• DATA FOR PROCESSING:

PR #402, opened 2023-03-01
Cleanup rocky requirements

dekkers:
Remove django-markdownify as it is no longer used

Replace pytz with datetime.timezone. Also fixes a bug that initial form data didn't use a lambda and had the time of process startup as initial datetime instead of the current time.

• PROMPT:
Return exactly the lines of the listing that run from the one containing "Cleanup rocky requirements" through the last, and no others.

• EXERCISE ANSWER:
Cleanup rocky requirements

dekkers:
Remove django-markdownify as it is no longer used

Replace pytz with datetime.timezone. Also fixes a bug that initial form data didn't use a lambda and had the time of process startup as initial datetime instead of the current time.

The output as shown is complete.